> [Work to complete]:
Every line in the data must be transcribed exactly.

(Collected data entries)

┄┄┄┄┄┄

PR #8109, opened 2025-09-14
fmt: fix clang-cl with exceptions

star-hengxing:


packages/f/fmt/xmake.lua
```diff
@@ -76,7 +77,18 @@ package("fmt")
...
+
+        local opt = {}
+        if package:config("exceptions") then
+            opt.cxflags = {
+                "-DFMT_USE_EXCEPTIONS", -- renamed in 11.1
+                "-DFMT_EXCEPTIONS",
+            }
+            if package:has_tool("cxx", "clang_cl") then
+                table.insert(opt.cxflags, "/EHsc")
+            end
```
DownerCase, line 89: Genuine question. I've seen a few PRs like these now. Why does only clang-cl need the flag and not msvc as well?

star-hengxing: msvc && clang-cl disable exceptions by default.
cmake always pass `/EHsc` for msvc by default, but clang-cl dose not.

DownerCase: Sorry for derailing the PR but...
Is this affected by how XMake does things? I just tested directly with CMake 4.1 and a minimal CMake project and both cl and clang-cl produced the same CMAKE_CXX_FLAGS with /EHsc

I.e here are relevant values from cmake cache
cl:
```
CMAKE_BUILD_TYPE:STRING=Debug
CMAKE_CXX_COMPILER:STRING=Z:/vs2022/VC/Tools/MSVC/14.44.35207/bin/Hostx64/x64/cl.exe
CMAKE_CXX_FLAGS:STRING=/DWIN32 /D_WINDOWS /EHsc
CMAKE_CXX_FLAGS_DEBUG:STRING=/Zi /Ob0 /Od /RTC1
```

clang-cl
```
CMAKE_BUILD_TYPE:STRING=Debug
CMAKE_CXX_COMPILER:STRING=Z:/vs2022/VC/Tools/Llvm/x64/bin/clang-cl.exe
CMAKE_CXX_FLAGS:STRING=/DWIN32 /D_WINDOWS /EHsc
CMAKE_CXX_FLAGS_DEBUG:STRING=/Zi /Ob0 /Od /RTC1
```

The CMake project:
```
cmake_minimum_required(VERSION 3.20)
project(minimal LANGUAGES CXX)
```

Configured with:
```
cmake -S . -B build-clang-cl -DCMAKE_CXX_COMPILER=clang-cl --fresh
cmake -S . -B build-cl -DCMAKE_CXX_COMPILER=cl --fresh
```

I wonder if what you're actually seeing is  a result of this bug: https://github.com/xmake-io/xmake/issues/6781 where the default flags (including `/EHsc`) in certain situations gets overwritten with xmake/user specified compile flags.

star-hengxing: Thanks your feeback, Seem like xmake bug, I will try to fix it.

┄┄┄┄┄┄

> [Written answer]:
PR #8109, opened 2025-09-14
fmt: fix clang-cl with exceptions

star-hengxing:


packages/f/fmt/xmake.lua
```diff
@@ -76,7 +77,18 @@ package("fmt")
...
+
+        local opt = {}
+        if package:config("exceptions") then
+            opt.cxflags = {
+                "-DFMT_USE_EXCEPTIONS", -- renamed in 11.1
+                "-DFMT_EXCEPTIONS",
+            }
+            if package:has_tool("cxx", "clang_cl") then
+                table.insert(opt.cxflags, "/EHsc")
+            end
```
DownerCase, line 89: Genuine question. I've seen a few PRs like these now. Why does only clang-cl need the flag and not msvc as well?

star-hengxing: msvc && clang-cl disable exceptions by default.
cmake always pass `/EHsc` for msvc by default, but clang-cl dose not.

DownerCase: Sorry for derailing the PR but...
Is this affected by how XMake does things? I just tested directly with CMake 4.1 and a minimal CMake project and both cl and clang-cl produced the same CMAKE_CXX_FLAGS with /EHsc

I.e here are relevant values from cmake cache
cl:
```
CMAKE_BUILD_TYPE:STRING=Debug
CMAKE_CXX_COMPILER:STRING=Z:/vs2022/VC/Tools/MSVC/14.44.35207/bin/Hostx64/x64/cl.exe
CMAKE_CXX_FLAGS:STRING=/DWIN32 /D_WINDOWS /EHsc
CMAKE_CXX_FLAGS_DEBUG:STRING=/Zi /Ob0 /Od /RTC1
```

clang-cl
```
CMAKE_BUILD_TYPE:STRING=Debug
CMAKE_CXX_COMPILER:STRING=Z:/vs2022/VC/Tools/Llvm/x64/bin/clang-cl.exe
CMAKE_CXX_FLAGS:STRING=/DWIN32 /D_WINDOWS /EHsc
CMAKE_CXX_FLAGS_DEBUG:STRING=/Zi /Ob0 /Od /RTC1
```

The CMake project:
```
cmake_minimum_required(VERSION 3.20)
project(minimal LANGUAGES CXX)
```

Configured with:
```
cmake -S . -B build-clang-cl -DCMAKE_CXX_COMPILER=clang-cl --fresh
cmake -S . -B build-cl -DCMAKE_CXX_COMPILER=cl --fresh
```

I wonder if what you're actually seeing is  a result of this bug: https://github.com/xmake-io/xmake/issues/6781 where the default flags (including `/EHsc`) in certain situations gets overwritten with xmake/user specified compile flags.

star-hengxing: Thanks your feeback, Seem like xmake bug, I will try to fix it.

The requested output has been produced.